При пальпации живота сохраняется небольшая ригидность, резкая болезненность при пальпации в области правого подреберья, определяются положительные пузырные симптомы, увеличенная и болезненная печень. Желтушность кожи и склер непостоянна и обусловлена обычно нарушением функционального состояния печени и холестазом.
|
По характеру морфологических изменений различают катаральную, флегмонозную и гангренозную формы острого холецистита. У детей в большинстве случаев наблюдается катаральная форма, которая протекает без осложнений.

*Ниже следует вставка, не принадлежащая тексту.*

Issue #852, opened 2025-12-16
Vicinae toggle shows unexpected application icon on panel


jsicas:
**System information**

- Version: v0.16.14 (04608039d)
- Build info: GCC 15.2.0 - Release - LTO
- Provenance: appimage
- OS: Fedora Linux 43 (Workstation Edition) - 43
- QT Platform: wayland
- DE: GNOME/Wayland

**Describe the bug**

When the Vicinae toggle window is opened, Vicinae appears as a running application icon on the panel.

**To Reproduce**

1. Install Vicinae using the official installation script
1. Enable the Vicinae systemd **user** service
1. Configure a keyboard shortcut to trigger the Vicinae toggle
1. Press the shortcut to open Vicinae

**Expected behavior**

Vicinae should not appear as an application icon on the panel when opening the toggle window.

**Screenshots**

<img width="1600" height="900" alt="Image" src="https://github.com/user-attachments/assets/2d91a087-968e-4f7a-9940-4088f530a041" />

**Additional context**

I'm using Dash to Panel extension.

he3als:
This [might be fixed](https://github.com/vicinaehq/vicinae/pull/868) in the latest release?

jsicas:
I reinstall it, but It's still not working.

andypiper:
Same issue here.

PR #868, opened 2025-12-21
fix(.desktop): disable StartupNotify

he3als:
Disables StartupNotify to prevent a lingering icon in the taskbar of KDE Plasma when toggling Vicinae.

# Before

https://github.com/user-attachments/assets/d583b45a-b3c0-4c5c-a510-e72089d1b798

# After

https://github.com/user-attachments/assets/3d8d72e2-20ec-4304-b0f9-1f55d00c496e

### DIFF
--- a/extra/vicinae.desktop
+++ b/extra/vicinae.desktop
@@ -10,6 +10,7 @@ Categories=Utility;Accessibility;
 NoDisplay=false
 Actions=open;close;toggle
 StartupWMClass=vicinae
+StartupNotify=false
 
 [Desktop Action open]
 Name=Open Vicinae Window


aurelleb:
oh that's what it was then! I guess that will also fix it on gnome

he3als:
I presume so, apps like Spectacle (the Plasma screenshot app) also disable StartupNotify.

aurelleb:
that's great, thanks again :)

yrifl:
Screenshot From 2025-12-23 18-44-34

Not fixed on gnome using Dash to Dock extension, well it was a blank icon at first like on this issue https://github.com/vicinaehq/vicinae/issues/852, I managed to fixed it by modifying `vicinae.desktop` value of Icon to `/usr/local/lib/vicinae/vicinae.png`

Screenshot From 2025-12-23 18-47-41

The problem now is that I can't figured out a way to hide Vicinae from showing to Dash to Dock, even with your fix `StartupNotify=false`. I don't know if it is a compatibility problem with Dash to Dock, but let me know if you know a workaround. 

Thanks!

yrifl:
Just noticed, this fix only tested on KDE Plasma.

yrifl:
https://github.com/user-attachments/assets/9cda7cdf-3b91-4a44-a879-591eebc1ef16

I found a weird temporary workaround, I don't know if it would help but can you check what's causing this behavior? This works after opening General, Keybinds, or About settings of Vicinae and the problem is back when I open one of those settings again.

PR #877, opened 2025-12-23
fix(nix): Fix new version compatibility

### LINKED ISSUE #875: Nix home manager module generates the configuration file with the wrong name
**System information**

- Version: v0.17.1 (106fa7024)
- Provenance: nix
- OS: NixOS 26.05 (Yarara) - 26.05
- QT Platform: wayland
- DE: Hyprland/Wayland

**Describe the bug**

The Nix home manager module generates the configuration file at `~/.config/vicinae/vicinae.json`, but as of `v0.17.0`, the config should be at `~/.config/vicinae/settings.json`. I suspect the format will have changed as well, but I haven't checked yet.

**To Reproduce**

* Use the home manager module to configure any setting
* The setting will not be applied, and a config will be generated at `~/.config/vicinae/vicinae.json`

mochouaaaaa:
Update the following:
-  `vicinae.json` to `settings.json`
-  Copy the home-manager option configuration without breaking state again 

add https://github.com/vicinaehq/docs/pull/40

Fixes #875

### DIFF
--- a/nix/module.nix
+++ b/nix/module.nix
@@ -11,15 +11,13 @@ let
   inherit (pkgs.stdenv.hostPlatform) system;
   vicinaePkg = self.packages.${system}.default;
 
-  settingsFormat = pkgs.formats.json { };
-  themesFormat = pkgs.formats.toml { };
+  jsonFormat = pkgs.formats.json { };
+  tomlFormat = pkgs.formats.toml { };
 in
 {
 
   options.services.vicinae = {
-    enable = lib.mkEnableOption "vicinae launcher daemon" // {
-      default = false;
-    };
+    enable = lib.mkEnableOption "vicinae launcher daemon";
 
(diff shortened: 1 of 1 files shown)


aurelleb:
thanks!

nix/module.nix
```diff
@@ -28,16 +26,44 @@ in
...
 
-    autoStart = lib.mkOption {
-      type = lib.types.bool;
-      default = true;
-      description = "If the vicinae daemon should be started automatically";
-    };
+    systemd = {
+      enable = lib.mkEnableOption "vicinae systemd integration";
+
+      autoStart = lib.mkOption {
```
0xda157: this is an unnecessarily breaking change, [lib.mkRenamedOptionModule](https://noogle.dev/f/lib/mkRenamedOptionModule) should have been used here.

PR #878, opened 2025-12-23
feat: autodetect uwsm

mkbula:
Detects active session of uwsm. If active defaults to "uwsm-app --" launch prefix. Doesn't override user settings.


aurelleb:
thanks!

PR #879, opened 2025-12-23
fix: Use parent path for Open in folder

### LINKED ISSUE #847: Opening parent directory of a file also opens that file
**System information**

- Version: v0.16.14 (04608039d)
- Provenance: binary_release
- OS: CachyOS - 
- QT Platform: wayland
- DE: KDE/Wayland

**Describe the bug**

When I choose the action `Open in folder`, it also opens the file.

**To Reproduce**

1. Search for a file
2. Open the action menu
3. Select `open in folder`
4. Notice that both the file manager and the file are opened

**Expected behavior**

Only the file manager with the parent directory of that file is opened.

**Screenshots**

https://github.com/user-attachments/assets/6ab4ecd4-ba31-496f-8001-c0fd4b562c1a

**Additional context**

Happens both with when pressing enter on the option and when clicking with mouse on the `open in folder` action.

quadratech188:
Closes #847.

### DIFF
--- a/vicinae/src/misc/file-list-item.hpp
+++ b/vicinae/src/misc/file-list-item.hpp
@@ -19,13 +19,12 @@ protected:
   ImageURL getIcon() const { return ImageURL::fileIcon(m_path); }
 
   static OpenFileInAppAction *createOpenInFolderAction(const std::filesystem::path &path,
-      std::shared_ptr<AbstractApplication> browser) {
+                                                       const std::shared_ptr<AbstractApplication> &browser) {
 
     // These file managers don't work correctly when they're passed a file path
     // We work around this by passing the parent folder path instead
-    static std::set<QString> exceptions = {
-      "org.kde.dolphin.desktop", "ranger.desktop"
-    };
+    static const std::set<QString> exceptions = {"org.kde.dolphin.desktop", "ranger.desktop"};
+
     if (exceptions.contains(browser->id())) {
       return new OpenFileInAppAction(path, browser, "Open in folder", {path.parent_path().c_str()});
     }


quadratech188:
This works, but could be better.

Currently we just open the parent directory, but we don't indicate the target *file* in any way.

Some file managers like dolphin and nautilus can take a `--select` option which is exactly what we need, but passing that parameter would require ignoring the `.desktop` file's `Exec=` field, tearing apart the whole `AbstractAppDatabase::launch` abstraction.

quadratech188:
One thought I had was having (either telling the user to make one, generating one, or just making one up in memory) a new desktop file where the `Exec=` field already looks like `dolphin --select %u`, and special-casing for that, Does that sound good?

aurelleb:
@quadratech188 that's the canonical way to do it but it's also very impractical. But there is no real way for vicinae to handle it all by itself since flags like --select do not obey any standard

aurelleb:
but even asking the user to make a custom one is not great, because it would require to be set as the default file browser to work, which may not be desirable here. If we want a really deep integration I guess we will have to try to detect what file manager it is and explicitly pass the right flags. That means we need a new abstraction for this

aurelleb:
After testing this I think we should probably add custom specialization logic or do something else, because this breaks the way things currently work (provided that the file manager supports a path to a file, which nautilus and others seem to do).

quadratech188:
> provided that the file manager supports a path to a file, which nautilus and others seem to do

Ok, nautilus and thunar supports it (I thought thunar doesn't for some reason). I guess we should just special-case dolphin.

quadratech188:
BTW I found this: https://www.freedesktop.org/wiki/Specifications/file-manager-interface
sad thing thunar doesn't support it

EDIT: thunar does support it; I was looking at the wrong repository from 14 years ago. So using this could also be feasible.

EDIT2: I don't think this is feasible. dolphin and nautilus reuse windows whenever possible, and dolphin doesn't even change the window state to urgent - so if I had a dolphin window on another workspace I get zero feedback on whether the file was opened.

EDIT3: wait, firefox manages to set dolphin's window state to urgent. hang on

quadratech188:
> but even asking the user to make a custom one is not great, because it would require to be set as the default file browser to work, which may not be desirable here. If we want a really deep integration I guess we will have to try to detect what file manager it is and explicitly pass the right flags. That means we need a new abstraction for this

Actually we could come up with a new mimetype (`inode/parent-dir`?) and set the new `.desktop` file as the default for that, I think this gives the most control to the user

quadratech188:
Still, I think the simple fix works enough for now

aurelleb:
I agree, let's call it a quick win

PR #911, opened 2025-12-31
fix(wayland): fix dismiss on focus lost not working on wayland

bdsqqq:
hey, really appreciate vicinae, love using it! but not dismissing when I clicked something else was really annoying, so I wrote this fix for myself.

Instead of waiting for a focusloss even lixe in x, we can instead rely on knowinf if we have keyboard focus, from my testing this worked, but this is the first time I ever touched cpp so let me know if there is something I missed.

### DIFF
--- a/.gitignore
+++ b/.gitignore
@@ -26,3 +26,4 @@ __cmake*
 /result
 
 CLAUDE.md
+build-dev/
--- a/manifest.yaml
+++ b/manifest.yaml
@@ -5,6 +5,6 @@
 # -DVICINAE_GIT_COMMIT_HASH=XXX (short rev)
 
 release:
-  tag: "v0.17.3"
-  rev: "e8e0c24ce35e1bbfc78029f7ad258f4d073f9e19"
-  short_rev: "e8e0c24ce"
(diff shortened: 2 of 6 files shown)


aurelleb:
I tested your branch and I'm not sure to understand what this fixes, it doesn't change the focus loss behavior for me on Hyprland. If layer shell is enabled with exclusive keyboard interactivity it doesn't close on focus loss (since focus is never lost, I don't think we can do much about this one) and it works as expected when layer shell is disabled or keyboard interactivity is on demand.
I'm assuming this works on your system due to some implementation specific thing, what are you running?

Edit: found a fix for this with #914, this may also solve your issue

bdsqqq:
appreciate you @aurelleb, 
probably a system specific thing, i'm using niri, vicinae, a niri thing to handle gestures, and have a quickshell layer on top of everything for something else, 
will do manual testing removing each layer and testing if the current behavior of main works at some point.

in the worst case, we close and just leave this here for future reference in case anyone has a similar experience

bdsqqq:
ah
just saw your pr, oh well, closing haha

PR #918, opened 2026-01-02
feat: add mkRayCastExtension helper to nix flake outputs

ankarhem:
The[ home manager module](https://github.com/nix-community/home-manager/blob/e4e78a2cbeaddd07ab7238971b16468cc1d14daf/modules/programs/vicinae.nix#L192) contains a helper to declare raycast extensions. This adds that same functionality when using the vicinae flake input directly (as is currently the recommended way in the docs).

To use the helper it is declared like so:

```nix
    extensions =
      [
        (inputs.vicinae.packages.${pkgs.stdenv.hostPlatform.system}.mkRayCastExtension {
          name = "gif-search";
          sha256 = lib.fakeSha256;
          rev = "3ec994afcd05b2b6258b3b71ab8b19d6b6f1e0e4";
        })
      ];
```

### DIFF
--- a/flake.nix
+++ b/flake.nix
@@ -64,6 +64,7 @@
       overlays.default = final: prev: {
         vicinae = prev.callPackage ./nix/vicinae.nix { gcc15Stdenv = prev.gcc15Stdenv; };
         mkVicinaeExtension = prev.callPackage ./nix/mkVicinaeExtension.nix { };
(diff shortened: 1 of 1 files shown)


aurelleb:
trying this tool out (free for OSS) not sure I will keep it long term

Issue #930, opened 2026-01-04
Scripts are not detected


michaelschattgen:
**System information**

- Version: v0.18.0 (b22ad4bda)
- Build info: GCC 15.2.0 - Release - LTO
- Provenance: appimage
- OS: openSUSE Tumbleweed - 20251217
- QT Platform: wayland
- DE: Hyprland/Wayland

**Describe the bug**

I saw that #912 got included in its latest release so I was eager to try it out. However after reading through the documentation and through the code it seems like Vicinae does not detect my scripts the way it should.

**To Reproduce**

Create a new script under `~/.local/share/vicinae/scripts/test` with the following contents:
```python
#!/usr/bin/env python3
# @vicinae.schemaVersion 1
# @vicinae.title My Script
# @vicinae.mode fullOutput

print("Hello world!")
```
Make the script executable and run "Reload Script Directories" to make sure it is reloaded.

**Expected behavior**

The script to be available from within the launcher, but nothing happens. I am not entirely sure if this is user error or a bug.

aurelleb:
it could be that this location is not in path due to how your XDG_DATA_DIRS are specified. That said I think I should force `~/.local/share/vicinae/scripts` to be part of the paths that are scanned.
In the meantime you can add this directory manually from the preferences:

<img width="1020" height="313" alt="Image" src="https://github.com/user-attachments/assets/d0508110-e515-48b5-a26b-c48ae6b76d85" />

michaelschattgen:
Prior to creating this issue I went over to the Extensions tab to see if I was able to make adjustments there, but to no avail. The "Script Command" group doesn't show up for me.

<img width="1021" height="623" alt="Image" src="https://github.com/user-attachments/assets/3b2c9772-c798-491c-a49b-43fa5b38a06c" />

aurelleb:
ah that's an interesting one, I think that's because the search only applies to items and not groups, so since there is no script you can't get it unless there is no query entered. That's another issue for me to fix.
In any case I pushed a fix for this and I'm going to make a patch release so your problem should be fixed

michaelschattgen:
The new release works! Thank you for the swift response and version bump.

PR #931, opened 2026-01-04
fix: use common data dirs as default script dirs

aurelleb:
## Summary by CodeRabbit

* **New Features**
  * Improved resource and script discovery mechanism that now automatically searches both user home directories and system-wide standard data directories in a unified manner. This enhancement ensures that application scripts and data files can be reliably discovered from standard system locations, providing better compatibility with system-wide installations and shared resource directories.

<sub>✏️ Tip: You can customize this high-level summary in your review settings.</sub>


aurelleb:
Fixes #930

PR #978, opened 2026-01-18
feat(api): add support for native node modules

RichardDorian:
This pull request adds support for native node modules. It works by telling ESBuild to load `.node` imports by copying the file to the out directory,  [doc here](https://esbuild.github.io/content-types/#external-file).

Note: ESBuild doesn't support have both `outfile` and `outdir` at the same time. `outfile` was used to specify the name of the output file. However ESBuild doesn't change the name of the file as it is an entry point and the SDK already enforces the name of the file being exactly the command name. Therefore, only defining `outdir` is fine.


aurelleb:
works great, thanks!

PR #979, opened 2026-01-19
mkVicinaeExtension,mkRayCastExtension: use extendMkDerivation

0xda157:
better practice then my previous solution. a breaking change but everything breaking here has been being warned about for a while now.


aurelleb:
thanks!

PR #989, opened 2026-01-21
fix(ui): hide status bar divider when status bar is hidden

Razuer:
## Summary

Fixes a visual artifact where the 1px horizontal divider line above the status bar remained visible even when the status bar itself was hidden.

## The Bug
When `dmenu` is used with `--no-footer` or with a width < 500px (which triggers auto-hide), the status bar content (`m_bar`) is hidden, but the separator line (`m_barDivider`) is not, leaving a floating line at the bottom of the window.

## The Fix
Updated the `statusBarVisiblityChanged` connection in `LauncherWindow` to sync the visibility of `m_barDivider` with `m_bar`.

## Before

image

## After

image


aurelleb:
thank you for your PRs, I have more to say about the other two, I will get back to you later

При катаральном холецистите желчная колика у детей может сохраняться до 3 дней, затем постепенно ослабевает. Длительность острого холецистохолангита колеблется от 2 недель до 1,5–2 месяцев.
Диагностика
Диагноз «острый холецистохолангит» ставят на основании совокупности клинической картины, результатов лабораторных и инструментальных методов исследования.
В общем анализе крови отмечается лейкоцитоз, нейтрофилез со сдвигом лейкоцитарной формулы влево, увеличенная СОЭ. В биохимическом анализе крови повышается уровень щелочной фосфатазы и прямого билирубина, возможно незначительное повышение трансаминаз (АлАТ, АсАТ).
При ультразвуковом исследовании определяют размеры, форму желчного пузыря, наличие перетяжек и перегибов, сократительную способность пузыря. Утолщение стенок желчного пузыря указывает на его воспаление.
Иногда для правильной постановки диагноза приходится прибегать к лапаротомии, лапароскопии. Макроскопически желчный пузырь с признаками острого воспаления растянут темной желчью, в слизистой оболочке – точечные некротизированные участки.
Лечение
Лечение при катаральной форме острого холецистита консервативное, при флегмонозной и гангренозной – хирургическое.
Больные острым холецистохолангитом обязательно подлежат госпитализации. Назначают строгий постельный режим, холод на живот. В первые дни болезни, если резко выражены болевой синдром, тошнота, рвота, следует назначать кисели, минеральные воды в теплом виде. По мере стихания процесса переходят на диетическое питание (стол №5).
|
Антибактериальную терапию нужно начинать рано и проводить в течение длительного времени (10–14 дней), применяя антибиотики с обязательным учетом степени их проникновения в желчь (макролиды, полусинтетические пенициллины, цефалоспорины, аминогликозиды). Показано применение фуразолидона, сиралидена.
Для купирования болевого синдрома применяют антиспастические и аналгезирующие средства (атропин, платифиллин, но-шпа, папаверин, баралгин, максиган, спазмолгон, спаздолин и др.), в тяжелых случаях – промедол, пантопон.
С целью дезинтоксикации прибегают к инфузионной терапии: 10% раствор глюкозы, реополиглюкин, полиглюкин, стерофундин.
В дальнейшем, после купирования острого процесса, терапия проводится по принципам лечения хронического холецистохолангита.